How to complete this task ->
Lines in which "dotfiles" appears should be pulled from the data below.
◇ ◇ ◇ ◇ ◇
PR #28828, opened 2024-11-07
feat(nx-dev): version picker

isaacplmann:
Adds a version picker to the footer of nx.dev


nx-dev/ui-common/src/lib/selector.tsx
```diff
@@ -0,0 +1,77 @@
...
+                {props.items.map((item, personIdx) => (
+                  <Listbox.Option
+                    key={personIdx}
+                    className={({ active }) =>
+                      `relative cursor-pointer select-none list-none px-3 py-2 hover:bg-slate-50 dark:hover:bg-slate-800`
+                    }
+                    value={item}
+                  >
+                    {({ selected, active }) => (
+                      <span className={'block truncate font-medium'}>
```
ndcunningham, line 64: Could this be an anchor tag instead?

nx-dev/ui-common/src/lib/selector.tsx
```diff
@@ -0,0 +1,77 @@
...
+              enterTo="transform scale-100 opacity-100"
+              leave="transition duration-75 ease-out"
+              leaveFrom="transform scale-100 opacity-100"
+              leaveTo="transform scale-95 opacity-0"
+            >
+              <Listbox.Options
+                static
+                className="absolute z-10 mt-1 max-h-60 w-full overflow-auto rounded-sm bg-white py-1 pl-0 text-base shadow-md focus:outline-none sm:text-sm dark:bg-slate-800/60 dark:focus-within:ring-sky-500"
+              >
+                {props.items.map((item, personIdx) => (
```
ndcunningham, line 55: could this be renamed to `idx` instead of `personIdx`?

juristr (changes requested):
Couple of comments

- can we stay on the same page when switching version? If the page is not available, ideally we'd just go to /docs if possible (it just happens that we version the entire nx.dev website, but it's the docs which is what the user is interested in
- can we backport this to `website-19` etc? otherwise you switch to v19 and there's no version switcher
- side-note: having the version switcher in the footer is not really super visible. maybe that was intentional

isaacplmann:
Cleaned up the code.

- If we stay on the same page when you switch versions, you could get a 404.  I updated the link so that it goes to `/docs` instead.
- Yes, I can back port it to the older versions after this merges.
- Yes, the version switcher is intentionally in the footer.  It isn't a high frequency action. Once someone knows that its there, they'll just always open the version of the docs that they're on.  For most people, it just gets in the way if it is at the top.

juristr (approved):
◇ ◇ ◇ ◇ ◇
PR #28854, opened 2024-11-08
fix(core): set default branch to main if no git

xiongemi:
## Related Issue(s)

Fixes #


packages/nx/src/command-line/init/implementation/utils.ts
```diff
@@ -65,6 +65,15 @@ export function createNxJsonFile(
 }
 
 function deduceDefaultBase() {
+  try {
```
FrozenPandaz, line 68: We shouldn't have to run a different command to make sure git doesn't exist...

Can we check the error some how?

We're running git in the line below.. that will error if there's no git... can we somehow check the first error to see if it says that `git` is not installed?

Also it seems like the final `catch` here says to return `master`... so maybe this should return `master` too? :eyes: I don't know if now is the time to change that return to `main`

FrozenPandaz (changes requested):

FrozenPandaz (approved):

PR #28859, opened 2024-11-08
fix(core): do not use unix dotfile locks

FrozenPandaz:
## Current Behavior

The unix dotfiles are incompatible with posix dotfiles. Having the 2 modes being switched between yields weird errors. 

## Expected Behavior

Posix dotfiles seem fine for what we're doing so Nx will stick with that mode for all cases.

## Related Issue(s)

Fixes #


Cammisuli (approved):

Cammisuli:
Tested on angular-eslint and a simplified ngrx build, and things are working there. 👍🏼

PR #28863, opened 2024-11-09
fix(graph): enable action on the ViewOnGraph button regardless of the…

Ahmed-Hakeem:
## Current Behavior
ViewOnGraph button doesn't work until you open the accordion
◇ ◇ ◇ ◇ ◇
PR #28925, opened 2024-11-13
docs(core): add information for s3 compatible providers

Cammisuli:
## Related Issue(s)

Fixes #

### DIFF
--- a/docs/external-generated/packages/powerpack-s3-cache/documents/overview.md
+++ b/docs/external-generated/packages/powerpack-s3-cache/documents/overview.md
◇ ◇ ◇ ◇ ◇
Answer for this exercise ->
The unix dotfiles are incompatible with posix dotfiles. Having the 2 modes being switched between yields weird errors. 
Posix dotfiles seem fine for what we're doing so Nx will stick with that mode for all cases.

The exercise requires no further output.